Proof: We again use the device of obtaining a subsequence which will converge almost everywhere to $f$. For any $\epsilon>0$, let $N(\epsilon)$ denote an integer such that $\int|f_r-f_s|^p\:d\mu<\epsilon\:^{p+1}$ for $r,s\geqslant N(\epsilon)$. Put $N_k=N(\epsilon2^{-k}$), and assume that $N_{k+1}>N_k$ for each integer $k$. Then $\mu(E(\epsilon,r,s))<\epsilon$ for $r,s\geqslant N(\epsilon)$, $E(\epsilon,r,s))=\{x:|f_r-f_s|\geqslant\epsilon\}$, $F_k=\bigcup_\limits{I=k}^{\infty}E_i$, we have $\mu(E_k)<2^-k\epsilon$, $\mu(F_k)<2^{1-k}\epsilon$, and if $x$ is not in $F_k$ $|f_{N_{i+1}}-f_{N_{i}}|\geqslant\epsilon 2^{-i}$ for all $i\geqslant k$. Hence the series $\sum_\limits{i=1}^{\infty}(f_{N_{i+1}}-f_{N_{i}})$ converges outside $F=\bigcap_\limits{k=1}^{\infty}F_k$ and $\mu(F_k)=0$. Suppose then that $f_{N_{i}}\to f$ almost everywhere.
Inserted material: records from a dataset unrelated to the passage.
Issue #3059, opened 2026-08-04
chore(#1885): 48 files resolve to zero ESLint rules — glob-coverage escape, plus a drift guard


trek-e:
Child of #1885. Distinct from that epic's **F17**: F17 is about rule *severity* (`warn` instead of `error`, no `--max-warnings 0`, so CI exits 0 on warnings). This is about rule *reachability* — files where no rule runs at all, so severity is moot.

Found while working #3055 (Phase 1 of #3051), which adds a file to one of the uncovered directories.

### Pre-submission checklist

- [x] This does not change user-facing behavior (commands, output, file formats, config)
- [x] I have searched existing issues — #1885 F17 reviewed; this is a different failure mode

### What is the maintenance task?

Close the ESLint glob-coverage escape: 48 files currently resolve to **zero** lint rules, and add a guard so the globs cannot silently drift again.

### Type of maintenance

CI/CD pipeline

### Current state

`eslint.config.mjs` assigns rules by `files:` glob. Resolved with `npx eslint --print-config <file>`, measured at `next @ 24066e536`:

| Path | Rules enabled | Core rules | Verdict |
|---|---|---|---|
| `tests/**/*.test.cjs` | 75 | 62 | covered |
| `gsd-core/bin/**/*.cjs`, `scripts/**/*.cjs` | 66 | 63 | covered |
| `src/**/*.cts` | 50 | tseslint typed | covered |
| `bin/install.js`, `bin/gsd-mcp-server.js`, `scripts/build-hooks.js` | 2 | 0 | **deliberate — out of scope, see below** |
| `tests/**/*.cjs` that are not `*.test.cjs` — **31 files** | **0** | 0 | **escape** |
| `eslint-rules/*.cjs` — **17 files** | **0** | 0 | **escape** |

The tests block is scoped `files: ['tests/**/*.test.cjs']`. Every shared helper under `tests/` — `tests/helpers.cjs` and all of `tests/helpers/` — therefore matches no block and is linted by nothing. Not `no-undef`, not `no-control-regex`, and none of the 12 `local/*` portability rules the same block applies as `error` to sibling `.test.cjs` files. `eslint-rules/*.cjs` — the custom rule implementations themselves — are likewise uncovered.

[...]

Issue #3051, opened 2026-08-04
Epic: Test seams and negative-space coverage


trek-e:
> Drafted with AI assistance during a full-suite audit; approved and authored by the maintainer.
> An approved epic does **not** approve its children — each child is its own issue before code.
>
> **Revised after a design grilling.** The first version of this body overstated the prose-assertion problem by roughly 6x and set an unachievable exit criterion. Both are corrected below; the corrections are recorded in-line rather than silently dropped.

### Pre-submission checklist

- [x] This does not change user-facing behavior
- [x] Searched existing issues — #1885 and #1969 reviewed and explicitly scoped out

### The problem, stated precisely

The suite is large and overwhelmingly real. It is **not** a pile of prose assertions:

| Classification | Files | `test()` blocks | Share |
|---|---|---|---|
| Behavioral — direct `require` | 415 | 15,373 | 76.6% |
| Behavioral — CLI subprocess | 105 | 1,788 | 8.9% |
| Behavioral — shell/hook subprocess | 11 | 175 | 0.9% |
| Shipped-markdown contract (prose **is** the deliverable) | 126 | 1,332 | 6.6% |
| Source-text proxy | 51 | 911 | 4.5% |
| Pure fixture / other | 36 | 500 | 2.5% |

Total: 744 files, 20,079 `test()` blocks, 389,357 test LOC against 134,277 production LOC.

**Correction to the first draft of this epic:** the 51-file "source-text proxy" row is itself mostly a measurement artifact. Splitting it by what each file actually reads — and then reading the survivors individually — the genuine anti-pattern is **5–8 files, roughly 40–70 blocks, about 0.3% of the suite**. Four of the twelve strongest candidates turned out to require production modules dynamically (`require(path.join(...))`) and are ordinary behavioral tests: `capability-precedence-parity`, `phase-id-drift-guard`, `capability-manifest-version`, `issue-1855-marketplace-manifest`. Retiring the remainder is an afternoon folded into Phase 3, not a workstream. **There is no prose-assertion crisis.**

The real defect class is invisible to every row above: **guards that cannot verify safety report success, and no test can express the failure that would catch them.**

#3050 is the worked example. Three fail-open paths shipped past a suite whose relevant anchors were already behavioral and already had seams:

- `worktree-base-ref.test.cjs` defines `makeExecGit` (`:256`) and drives the real `evaluateWorktreeBaseDegrade` through it in 10+ tests — with **zero** timeout cases.
[...]

Issue #3050, opened 2026-08-04
bug(worktree): three fail-open paths — a guard that cannot verify safety reports success


trek-e:
### Pre-submission checklist

- [x] I have searched existing issues and this bug has not already been reported — checked `--state all` against #683, #1013, #2474, #1941, #3021, #3045. #3045 is the same *class* (a guard reporting success without having verified anything) but a different mechanism and a different layer; the defects below are in the resolver code itself, not the dispatch contract.

### GSD Version

1.9.1 (`next`)

### Runtime

Multiple (specify in description)

### Operating System

macOS

### Node.js Version

v22.x

### Shell

/bin/zsh

### Installation Method

Updated from a previous version

### What happened?

Three fail-open paths in the worktree isolation stack, found during a deep audit of the capability. In each, a guard that cannot determine whether it is safe to proceed answers "safe" instead of degrading.

**1. `evaluateWorktreeBaseDegrade` fails open on any HEAD-resolution failure (`src/worktree-base-ref.cts`).**

The asymmetry is inside a single function. Step (b):

```ts
const headResult = execGit(['rev-parse', 'HEAD'], cwdOpts);
const headStdout = headResult.stdout ? headResult.stdout.trim() : '';
if (headResult.exitCode !== 0 || !headStdout) {
  return { shouldDegrade: false, reason: 'no-head', ... };   // "safe, proceed"
}
```

Step (d), twenty-five lines later, handles the equivalent "couldn't determine" correctly:

```ts
if (forkSha === null) {
  return { shouldDegrade: true, reason: 'fork-ref-unknown', ... };   // "degrade"
}
```

Same function, same kind of unknown, opposite verdicts. Because the call goes through `execGitSeam` directly rather than the sibling wrapper that derives `timedOut`, a **git timeout** — a locked index, a stalled NFS mount — collapses into the same branch as "this is not a git repository" and is silently treated as benign. The fork base is never checked, yet the result says it is safe to run parallel worktrees.

This value feeds the live gate in `gsd-core/workflows/execute-phase/steps/executor-isolation-dispatch.md` (`worktree.base-check --pick shouldDegrade`) that decides parallel-vs-sequential dispatch.

**2. `resolveWorktreeContext` conflates a git timeout with "not a git repo" (`src/worktree-safety.cts`).**

[...]

Issue #1885, opened 2026-07-02
epic(config): make the test safety-net actually enforce (mutation/coverage/lint gates that don't bite)


davesienkowski:
> Drafted with AI assistance during a full-repo audit; approved and authored by the maintainer.
> An approved epic does **not** approve its children — each child is its own issue before code.

### Problem

The repo has an elaborate test/coverage/mutation apparatus, but several gates are structurally unable to catch what they appear to guard — so a green check overstates safety. Each was verified live at `next @ 3c13903d`:

| # | Gate | file:line | Why it doesn't bite |
|---|------|-----------|---------------------|
| F3 | Stryker mutation-gate | `scripts/mutation-matrix.cjs` `COVERED` (7 modules), `stryker.config.mjs` `UNMUTATED`, `.github/workflows/mutation.yml:162` | The load-bearing core (`state/core/commands/phase/verify/init/audit/…`, ~48% of lib lines) is excluded; a PR touching only `src/state.cts` → `has_work=false` → gate exits 0 with "trivially green" having run **zero mutants**. `state` has the largest test surface in the repo (17 allowlisted files) yet no mutation verification. |
| F10 | c8 line/branch coverage | `package.json:119` `--include 'gsd-core/bin/lib/*.cjs'` (single-star) | `minimatch('…/observability/redaction.cjs','…/lib/*.cjs') === false` — 8 nested files (`observability/*`, `installer-migrations/*`) are absent from both `--include` and the `--all` zero-fill, so an entirely untested nested module can't drag coverage below the 70% floor. |
| F17 | ESLint teeth | `eslint.config.mjs:307` (`no-source-grep: 'warn'` in lib/scripts), `:329` (`no-elapsed-assertion: 'warn'` in tests); `package.json` `lint`/`lint:ci` | No invocation passes `--max-warnings 0`, so ESLint exits 0 on warnings-only — a new raw source-grep in `scripts/` or a `Date.now()`-delta timing assertion in a test passes CI. |
| F23 | Test hermeticity | `tests/no-phantom-issue-refs.test.cjs:16,28,48` | `walk(ROOT)` with `SKIP_DIRS` that omits `.claude/` scans the ambient `.claude/worktrees/next-snapshot/` (2500+ files) — the test's result depends on developer-local state, not the shipped tree. (**Corrected from the audit's draft, which misattributed this to `stale-bake-guard`; that suite is hermetic.**) |
[...]

PR #3066, opened 2026-08-05
test(#3055): add the process seam so a subprocess timeout is expressible as data

### LINKED ISSUE #3055: chore(#3051): process seam module — one spawn primitive per target — Phase 1
Phase 1 of epic #3051. Scope is exactly this phase; nothing here is deferred onward.

### Pre-submission checklist

- [x] I have searched existing issues — this is Phase 1 of #3051

Add `tests/helpers/process-seam.cjs` — one spawn primitive per target (`runNode`, `runGit`, `runHook`), each returning `{exitCode, stdout, stderr, timedOut, signal}` — and collapse the 25 local spawn bodies onto it.

### Type of maintenance

### Current state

For a fixed integer $r$, if we put $g_i=|f_{N_{i}}-f_r|^p$, $g=|f-f_r|^p$ we obtain a sequence $g_i$ of non-negative measurable functions with $\lim \inf g_i=\lim g_i=g$ almost everywhere. By theorem 5.7 (Fatou) we have: $\int g\:d\mu\leqslant\lim\inf_{i\to\infty}\int |f_{N_{i}}-f_r|^p\:d\mu<\epsilon$ if $r>N(\epsilon)$. Hence, $g$ is integrable, so that $(f-f_r)\in\mathscr{L}_p$ which implies that $f\in\mathscr{L}_p$. We have also proved that $\int |f-f_r|^p\:d\mu<\epsilon$ if $r>N(\epsilon)$ so that $f_r\to f$ in pth mean. $\blacksquare$

I have seen a much simple proof of the same theorem on class but the teacher insists we should read the book. My problem is that these proofs of the book are so precise that I lose myself on the details. Therefore my questions are:

1-Why is $\mu(F_k)<2^{1-k}\epsilon$? What is the 1 doing there? Why 1?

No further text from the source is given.